§ Exercise inputs:

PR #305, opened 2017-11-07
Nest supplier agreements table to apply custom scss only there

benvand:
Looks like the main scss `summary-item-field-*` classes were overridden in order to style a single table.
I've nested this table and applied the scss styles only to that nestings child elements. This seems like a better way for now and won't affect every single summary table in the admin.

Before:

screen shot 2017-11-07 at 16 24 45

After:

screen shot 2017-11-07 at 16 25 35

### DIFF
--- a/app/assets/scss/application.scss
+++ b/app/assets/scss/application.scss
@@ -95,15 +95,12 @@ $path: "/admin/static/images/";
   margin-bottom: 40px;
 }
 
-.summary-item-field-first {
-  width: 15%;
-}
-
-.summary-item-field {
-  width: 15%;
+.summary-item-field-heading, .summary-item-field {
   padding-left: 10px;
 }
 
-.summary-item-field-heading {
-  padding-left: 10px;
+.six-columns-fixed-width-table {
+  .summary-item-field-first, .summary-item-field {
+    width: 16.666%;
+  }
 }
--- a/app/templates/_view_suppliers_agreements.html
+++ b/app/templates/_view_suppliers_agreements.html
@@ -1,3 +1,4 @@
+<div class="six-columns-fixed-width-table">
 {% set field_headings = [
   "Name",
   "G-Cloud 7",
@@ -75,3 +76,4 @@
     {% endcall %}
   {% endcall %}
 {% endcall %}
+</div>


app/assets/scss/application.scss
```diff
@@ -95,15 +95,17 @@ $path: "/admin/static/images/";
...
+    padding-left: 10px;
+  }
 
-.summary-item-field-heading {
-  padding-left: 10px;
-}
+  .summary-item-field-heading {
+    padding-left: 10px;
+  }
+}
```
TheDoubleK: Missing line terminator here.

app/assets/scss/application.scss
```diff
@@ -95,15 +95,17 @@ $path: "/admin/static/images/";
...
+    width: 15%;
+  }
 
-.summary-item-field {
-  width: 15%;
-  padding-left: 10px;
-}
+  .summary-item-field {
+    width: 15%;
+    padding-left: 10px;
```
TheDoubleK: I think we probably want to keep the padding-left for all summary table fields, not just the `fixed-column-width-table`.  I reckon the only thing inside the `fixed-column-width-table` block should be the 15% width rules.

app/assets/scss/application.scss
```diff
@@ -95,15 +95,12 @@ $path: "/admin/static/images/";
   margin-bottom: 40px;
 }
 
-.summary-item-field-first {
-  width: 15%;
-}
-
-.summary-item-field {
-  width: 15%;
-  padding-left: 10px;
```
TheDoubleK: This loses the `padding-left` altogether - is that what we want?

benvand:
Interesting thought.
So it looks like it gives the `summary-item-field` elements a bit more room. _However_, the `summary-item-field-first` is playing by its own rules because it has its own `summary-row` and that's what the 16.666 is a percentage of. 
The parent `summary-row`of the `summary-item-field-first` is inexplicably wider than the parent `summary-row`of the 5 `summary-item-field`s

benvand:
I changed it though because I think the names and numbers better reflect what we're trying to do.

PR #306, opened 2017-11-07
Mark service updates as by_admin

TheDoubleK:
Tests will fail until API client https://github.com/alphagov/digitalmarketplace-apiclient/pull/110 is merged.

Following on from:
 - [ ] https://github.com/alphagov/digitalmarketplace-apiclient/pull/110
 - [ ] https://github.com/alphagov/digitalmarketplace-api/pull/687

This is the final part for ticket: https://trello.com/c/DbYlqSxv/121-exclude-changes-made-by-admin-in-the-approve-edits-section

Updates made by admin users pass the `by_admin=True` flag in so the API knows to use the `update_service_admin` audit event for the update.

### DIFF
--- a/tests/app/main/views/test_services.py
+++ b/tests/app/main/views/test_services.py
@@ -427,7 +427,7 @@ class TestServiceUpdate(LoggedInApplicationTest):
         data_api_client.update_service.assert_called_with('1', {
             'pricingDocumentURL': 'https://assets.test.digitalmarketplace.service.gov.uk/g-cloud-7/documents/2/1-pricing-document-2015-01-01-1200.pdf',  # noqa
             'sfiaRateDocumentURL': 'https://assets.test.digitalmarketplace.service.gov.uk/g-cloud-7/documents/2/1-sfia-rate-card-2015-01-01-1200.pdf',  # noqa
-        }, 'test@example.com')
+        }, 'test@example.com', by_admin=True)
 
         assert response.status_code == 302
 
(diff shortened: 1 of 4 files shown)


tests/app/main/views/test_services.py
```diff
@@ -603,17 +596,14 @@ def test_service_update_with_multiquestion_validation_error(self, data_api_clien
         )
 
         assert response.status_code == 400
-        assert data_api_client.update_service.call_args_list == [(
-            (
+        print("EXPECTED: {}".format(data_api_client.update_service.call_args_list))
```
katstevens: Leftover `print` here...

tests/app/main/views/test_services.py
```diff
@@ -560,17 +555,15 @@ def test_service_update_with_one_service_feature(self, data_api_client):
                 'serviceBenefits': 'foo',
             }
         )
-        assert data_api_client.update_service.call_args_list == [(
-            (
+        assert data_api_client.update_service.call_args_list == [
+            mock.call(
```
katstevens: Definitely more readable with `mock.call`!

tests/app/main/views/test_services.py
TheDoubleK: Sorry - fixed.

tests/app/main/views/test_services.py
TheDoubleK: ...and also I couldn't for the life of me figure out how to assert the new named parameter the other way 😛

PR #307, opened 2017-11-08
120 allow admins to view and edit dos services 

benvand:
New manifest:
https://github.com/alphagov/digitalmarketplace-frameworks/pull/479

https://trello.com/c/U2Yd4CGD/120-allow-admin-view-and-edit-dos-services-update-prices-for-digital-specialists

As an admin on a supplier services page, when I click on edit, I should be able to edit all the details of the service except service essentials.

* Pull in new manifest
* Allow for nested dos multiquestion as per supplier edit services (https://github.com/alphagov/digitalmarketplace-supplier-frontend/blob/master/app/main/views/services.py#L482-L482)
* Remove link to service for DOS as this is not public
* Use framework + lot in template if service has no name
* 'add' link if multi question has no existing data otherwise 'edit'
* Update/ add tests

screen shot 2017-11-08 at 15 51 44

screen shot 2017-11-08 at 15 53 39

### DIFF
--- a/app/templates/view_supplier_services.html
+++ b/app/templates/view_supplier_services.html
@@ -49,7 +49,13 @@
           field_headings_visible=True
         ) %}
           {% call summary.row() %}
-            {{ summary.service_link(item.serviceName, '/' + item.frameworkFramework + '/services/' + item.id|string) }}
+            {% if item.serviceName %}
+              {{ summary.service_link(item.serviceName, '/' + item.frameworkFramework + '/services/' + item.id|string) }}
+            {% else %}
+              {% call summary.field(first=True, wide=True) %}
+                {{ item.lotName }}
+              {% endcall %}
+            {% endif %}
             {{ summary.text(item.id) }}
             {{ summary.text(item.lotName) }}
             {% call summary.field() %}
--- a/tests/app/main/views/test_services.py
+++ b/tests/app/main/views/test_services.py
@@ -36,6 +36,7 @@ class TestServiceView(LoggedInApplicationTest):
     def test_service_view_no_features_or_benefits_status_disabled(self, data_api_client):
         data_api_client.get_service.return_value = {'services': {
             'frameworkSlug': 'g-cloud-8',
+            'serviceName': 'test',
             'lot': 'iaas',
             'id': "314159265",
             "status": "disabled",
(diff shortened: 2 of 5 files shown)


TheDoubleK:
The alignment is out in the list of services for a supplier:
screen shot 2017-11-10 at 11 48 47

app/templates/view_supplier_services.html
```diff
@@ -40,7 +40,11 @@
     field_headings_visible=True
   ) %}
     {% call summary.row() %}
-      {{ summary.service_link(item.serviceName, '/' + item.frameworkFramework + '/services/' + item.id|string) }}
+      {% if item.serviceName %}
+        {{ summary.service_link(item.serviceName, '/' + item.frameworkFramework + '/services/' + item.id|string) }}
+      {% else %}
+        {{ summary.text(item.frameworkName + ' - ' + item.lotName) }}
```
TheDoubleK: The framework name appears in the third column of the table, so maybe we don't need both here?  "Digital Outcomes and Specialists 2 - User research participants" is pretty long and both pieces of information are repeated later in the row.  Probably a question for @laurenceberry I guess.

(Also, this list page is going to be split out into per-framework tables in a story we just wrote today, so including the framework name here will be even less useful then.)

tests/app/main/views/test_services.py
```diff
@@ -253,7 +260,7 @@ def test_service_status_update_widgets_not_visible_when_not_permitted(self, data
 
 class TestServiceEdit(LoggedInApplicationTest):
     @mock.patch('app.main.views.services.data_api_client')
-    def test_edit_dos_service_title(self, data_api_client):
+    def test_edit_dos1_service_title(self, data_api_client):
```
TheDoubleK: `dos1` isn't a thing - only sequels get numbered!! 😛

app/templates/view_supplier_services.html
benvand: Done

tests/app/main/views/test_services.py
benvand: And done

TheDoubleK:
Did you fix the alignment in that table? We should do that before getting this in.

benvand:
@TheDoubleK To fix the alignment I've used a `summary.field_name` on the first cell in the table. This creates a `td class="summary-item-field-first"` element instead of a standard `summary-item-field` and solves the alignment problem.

§ Work request: Note how many lines in the listing above contain the word "should" and give only that number.

§ Answer: 3